Edit: Forgot Hunters Moon and Thief of Revelations. But werent those audio dramas? Mainly concerned about books.


----------



## Sev (Sep 15, 2013)

Graham McNeill is working on a Horus novel called _Vengeful Spirit_, if I remember correctly.


----------



## Anakwanar (Sep 26, 2011)

Guys, that's what will go next:
First would be Vengeful Spirit (sadly it is still not ready - and we will not see it at BL weekender) - but where would be HH novella (Dark mechanicus)
After that would be paper release of Scars; when, only when Master of Mankind
Nightfall - the chances are, is that you will not see it in 2 years


----------



## The Scion of Chemos (May 24, 2013)

Anakwanar said:


> Guys, that's what will go next:
> First would be Vengeful Spirit (sadly it is still not ready - and we will not see it at BL weekender) - but where would be HH novella (Dark mechanicus)
> After that would be paper release of Scars; when, only when Master of Mankind
> Nightfall - the chances are, is that you will not see it in 2 years


Honestly looking forward to all of that, if that is in fact true.
2 years +/- for a night lords book? That sucks!

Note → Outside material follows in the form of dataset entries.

PR #106, opened 2022-02-26
Set shuffle true for DistributedSampler

jychoi-hpc:
A quick fix to set `shuffle=true` for DistributedSampler.


jychoi-hpc:
Pei and Max, you are right.  `shuffle=true` is default for `DistributedSampler`. I will rollback the changes.

jychoi-hpc:
I will drop this PR since the shuffle setting is already correct in the main repo:
* With distributed training, we need to set shuffle=True for DistributedSampler, shuffle=False for DataLoader
* With a serial training, shuffle=True for DataLoader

Weren't there rumors of an anthology of primarch origin stories at the HH weekender?


----------



## March of Time (Dec 4, 2009)

Upcoming Horus Heresy

Audio Dramas
Vengeance by John French – this will focus on First Captain Sigismund of the Imperial Fists, as he has to deal with a group of Word Bearers stranded in the Sol system.

Limited Edition Novellas
Cybernetica by Rob Sanders – a story about loyalist resistance to the Dark Mechanicum forces controlling Mars.

Anthologys
Shattered Legions anthology by various authors – this focuses on the three legions shattered during the dropsite massacre – the Salamanders, Iron Hands and Raven Guard – and their response and actions after the incident on Istvaan V.
The Silent War anthology by various authors – this covers the war in the shadows, and may involve the Sigillite, assassins, and the psychological warfare aspect. No real details, but I expect to see the Alpha Legion feature heavily for the traitors.


----------



## Lord of the Night (Nov 18, 2009)

In addition to what March of Time has said, we have the following novels upcoming.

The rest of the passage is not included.